The thought of traversing the iconic 26 miles and 385 yards course for the first time is both exciting and daunting. Over the next six months I plan on providing you with regular updates on my training progress, and sharing any lessons I learn in the pursuit of this challenge. But how did I come to enter the marathon? Let’s start at the beginning.

I first started to enjoy running when I discovered in secondary school PE lessons that I was a good sprinter. As a young teenager I was lanky, clumsy, and terrible at all sports. From football, where I was usually shoved in goal due to my propensity to miss the ball and kick people’s shins when playing in midfield, to gymnastics where I once managed to knee one of my own teeth out of place. But in athletics I was in my element. Nothing too technical for me to get wrong – just look ahead and run.

My school running career included breaking the year ten 100m and 200m records, winning multiple county relay competitions, and reaching the Welsh finals for the sprint events. As exhilarating as sprinting was, I knew that I wouldn’t be able to remain competitive unless I started training intensively, and so drifted away from the sport. However, around about the same time, inspired by watching the Brownlee brothers dominate the Triathlon world on TV, I began to gain interest in running longer distances.

I started, like many people do today, with the ‘Couch to 5K’ podcast. Fast forward a year and I decided to undertake my first half marathon. In hindsight, I was pretty unprepared for this task. I had trained poorly – having never run further than 13km (8 miles) in one go before the event – and I had made the mistake of choosing a half marathon that was not only one of the hilliest in the UK, along the Pembrokeshire coastline in South Wales, but was also held on the weekend after Glastonbury. So you could say I wasn’t in the best of physical condition in the days leading up to the race… Nevertheless, I completed my first half marathon in a reasonable time of under two hours – even if it did lead to an ankle injury that put me out of action for months.

Pre and post race: looking equally awful in both

Pre and post race: looking equally awful in both

When I began university I dabbled with the cross country club. But amongst the constant nights out of first year and the occasional injury, I didn’t stick with it and drifted away from running again. Until midway through second year, when in a deluge of never-ending coursework deadlines I rediscovered the astounding mood-elevating and stress-busting effects of a long run.

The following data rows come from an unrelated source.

Issue #5, opened 2017-06-15
Create 'include' tag


sebastienros:
Define a local and a global FileProvider.

hishamco:
Is the intend of this to bring something similar to `include` in Classic ASP?

PR #7, opened 2017-06-21
Add include tag

hishamco:


hishamco:
Address issue #5

sebastienros:
Thanks Hisham, almost perfect, if only you could move this tag to the main grammar though? I created the issue before working on the view engine, this should also work in the template engine, not just the views. But all you did would just be moved in the Fluid project.

The only difference is that we need to introduce an IFileProvider in the template context instead. And maybe another one which would be `Global`, it would check if the local one is not null, otherwise fallback to the global one. It can be null too by default to prevent includes by default, for security.

Ping me if you need any more info. Thanks again.

After that you still haven't created any PR on one of my other projects ;)

sebastienros:
Also, look at the documentation for the features it supports: https://help.shopify.com/themes/liquid/tags/theme-tags#include

You can pass variables values that will be available for the sub template.
And the template name doesn't include the extension.
Also if you use `for` the value next to it will be a variable of the same name inside the template.

sebastienros:
Wait, this might just be in the shopify theme engine actually, which would mean it's fine to have it in the views only. Give me some more time to be sure.

sebastienros:
Another requirement, based on this documentation: http://www.rubydoc.info/github/Shopify/liquid/Liquid/Include

The `for` keyword will enumerate the expression and call the template for each value of the enumeration like a `with` would do.

sebastienros:
Final word, move 'include' to Fluid, this is a standard tag. Create a default FileProvider instance that will be a "BlankFileProvider" that just returns nothing.

hishamco:
Just I have two points about this:

- It would be nice if we use the built-in `NullFileProvider` instead
- While we no longer depend on `Fluid.MvcViewEngine` I used the value of the constant `ViewPath` directly

Fluid/Ast/IncludeStatement.cs
```diff
@@ -0,0 +1,40 @@
...
+        {
+            Path = path;
+        }
+
+        public Expression Path { get; }
+
+        public override async Task<Completion> WriteToAsync(TextWriter writer, TextEncoder encoder, TemplateContext context)
+        {
+            var relativeLayoutPath = (await Path.EvaluateAsync(context)).ToStringValue();
+            var currentViewPath = context.AmbientValues["ViewPath"] as string;
```
sebastienros: I think it's not necessary in this case, and actually wrong. Because for an include the file will be specified from the root of the file provider. It is different than in the view engine where we have more conventions, like requiring to have the views provided by the LocationExpander.

For instance, if the dev wants the partials in a `/partials` folder then he will provide a file provider with a root there.

Fluid/Ast/IncludeStatement.cs
```diff
@@ -0,0 +1,40 @@
...
+        public IncludeStatement(Expression path)
+        {
+            Path = path;
+        }
+
+        public Expression Path { get; }
+
+        public override async Task<Completion> WriteToAsync(TextWriter writer, TextEncoder encoder, TemplateContext context)
+        {
+            var relativeLayoutPath = (await Path.EvaluateAsync(context)).ToStringValue();
```
sebastienros: rename to `relativePath` only

Fluid/Ast/IncludeStatement.cs
```diff
@@ -0,0 +1,40 @@
...
+            var currentViewPath = context.AmbientValues["ViewPath"] as string;
+            var currentDirectory = System.IO.Path.GetDirectoryName(currentViewPath);
+            var partialPath = System.IO.Path.Combine(currentDirectory, relativeLayoutPath);
+            var fileProvider = context.AmbientValues["FileProvider"] as IFileProvider ?? _blankFileProvider;
```
sebastienros: Not from the ambient values, but from a property on the TemplateContext.

hishamco: Is that mean I should add `FileProvider` on the `TemplateContext`?

Fluid/Ast/IncludeStatement.cs
hishamco: So the `IFileProvider` will get the absolute path from `relativePath`. Correct me if I'm wrong

Fluid/Ast/IncludeStatement.cs
sebastienros: Yes, and also a GlobalFileProvider which is never null. The one in TemplateContext can be null.

sebastienros: Later I will refactor that thing where the same property can be in TC or in a global member. It will be simpler.

Fluid/Ast/IncludeStatement.cs
sebastienros: Good point, call it `path` ;) or `absolutePath`

Fluid/Ast/IncludeStatement.cs
hishamco: Why we need the `GlobalFileProvider`?

sebastienros: to provide a default application wide, and one in templatecontext if each execution needs a different value.

sebastienros: Think multi-tenancy, where themes will be looking for partials in different folders

Fluid.MvcViewEngine/FluidRendering.cs
```diff
@@ -62,6 +62,9 @@ static FluidRendering()
             context.AmbientValues[ViewPath] = path;
             context.AmbientValues.Add("Sections", new Dictionary<string, IList<Statement>>());
 
+            var viewsPath = Path.Combine(_hostingEnvironment.ContentRootPath, "Views");
+            context.FileProvider = new PhysicalFileProvider(viewsPath);
```
hishamco: I used `PhysicalFileProvider` which I dislike because the `fileProvider` will point to the root and I'm not able to get the views path from the `IncludeStatment`

IMHO we need to add a property in the `Options` to let the devs specify the partials folder, it's similar to what you said before

Fluid.MvcViewEngine/FluidRendering.cs
```diff
@@ -62,6 +62,9 @@ static FluidRendering()
             context.AmbientValues[ViewPath] = path;
             context.AmbientValues.Add("Sections", new Dictionary<string, IList<Statement>>());
 
+            var viewsPath = Path.Combine(_hostingEnvironment.ContentRootPath, "Views");
```
sebastienros: Here just reuse the existing `fileProvider` variable. You can then optionally wrap it in another one that will convert the calls to something like `/Shared`. Maybe there is already a FileProvider implementation that does it.

sebastienros: And the `Shared` folder could be an option too with it by default, that would totally make sense.

Fluid.MvcViewEngine/FluidRendering.cs
sebastienros: See previous comment about it

Fluid.MvcViewEngine/FluidRendering.cs
hishamco: I already did something similar to the above line, but I see myself make the partials folder as magic string which doesn't make sense to me

Let me show you my last attempt, after that you can review it if you don't mind

hishamco: After deep thinking the mock `FileProvider` that I made in the test project is fine for the test, so I introduce a new `FileProviderWrapper` in the view engine only

sebastienros: Sounds good, could have been named "Mapper" like the middleware map function.

hishamco: `FileProviderMapper`?!!

sebastienros: Good

sebastienros: Do you sleep sometimes?

hishamco: At first glance the name is confusing little bit, but it make sense because it map from filepath to `{Partial Folder}/filepath` 😄

Fluid/Ast/IncludeStatement.cs
```diff
@@ -0,0 +1,37 @@
+﻿using System.IO;
+using System.Text.Encodings.Web;
+using System.Threading.Tasks;
+using Microsoft.Extensions.FileProviders;
+
+namespace Fluid.Ast
+{
+    public class IncludeStatement : Statement
+    {
+        private static readonly IFileProvider _blankFileProvider = new NullFileProvider();
```
sebastienros: Remove this line, use `TemplateContext.GlobalFileProvider` that you have created.

Fluid/Ast/IncludeStatement.cs
```diff
@@ -0,0 +1,37 @@
...
+
+            using (var stream = fileInfo.CreateReadStream())
+            using (var streamReader = new StreamReader(stream))
+            {
+                partialContent = await streamReader.ReadToEndAsync();
+            }
+
+            await writer.WriteAsync(partialContent);
+
+            return Completion.Continue;
```
sebastienros: `Completion.Normal`, Continue is for when a statement informs the container loop to step to the next element.

Fluid/Ast/IncludeStatement.cs
```diff
@@ -0,0 +1,37 @@
...
+        {
+            Path = path;
+        }
+
+        public Expression Path { get; }
+
+        public override async Task<Completion> WriteToAsync(TextWriter writer, TextEncoder encoder, TemplateContext context)
+        {
+            var relativePath = (await Path.EvaluateAsync(context)).ToStringValue();
+            var fileProvider = context.FileProvider ?? _blankFileProvider;
```
sebastienros: `var fileProvider = context.FileProvider ?? TemplateContext.GlobalFileProvider;`

Fluid/TemplateContext.cs
```diff
@@ -31,10 +32,14 @@ public class TemplateContext
         /// <remarks>
         /// This property should only be set by static constructores to prevent concurrency issues.
         /// </remarks>
-        public static IMemberAccessStrategy GlobalMemberAccessStrategy = new MemberAccessStrategy(); 
+        public static IMemberAccessStrategy GlobalMemberAccessStrategy = new MemberAccessStrategy();
+
+        public static IFileProvider GlobalFileProvider { get; set; }
```
sebastienros: `= new NullFileProvider()`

Then on one fateful April morning, as I sat at my desk revising for exams in a state of post-run euphoria, I noticed on Twitter that it was London Marathon day. I turned on iPlayer, and after five minutes of watching I knew I had to enter. Several days later I saw a news headline stating that 247,069 people entered the ballot for places – a record breaking number, all vying for one of the 38,000 places at the start line of the world’s most famous race. I found this number weirdly reassuring as it meant I would be unlikely to get a place, and not have to commit to some ridiculous training plan.

But in the first week of October, when I had all but forgotten about the London Marathon ballot, I got a letter in the post confirming my entry. Shit got real.

So now I face lots of tricky questions in order to prepare me for my first marathon. What training regime should I stick to? What gear should I buy and wear? What ‘refuelling’ food should I eat? What charity should I run for? Will I hit ‘the wall’? Why am I doing this again?

Tackling these questions is going to be part of a long and tough journey, and if I succeed in none of them, I’ll at least try and tell you what the wrong answers are.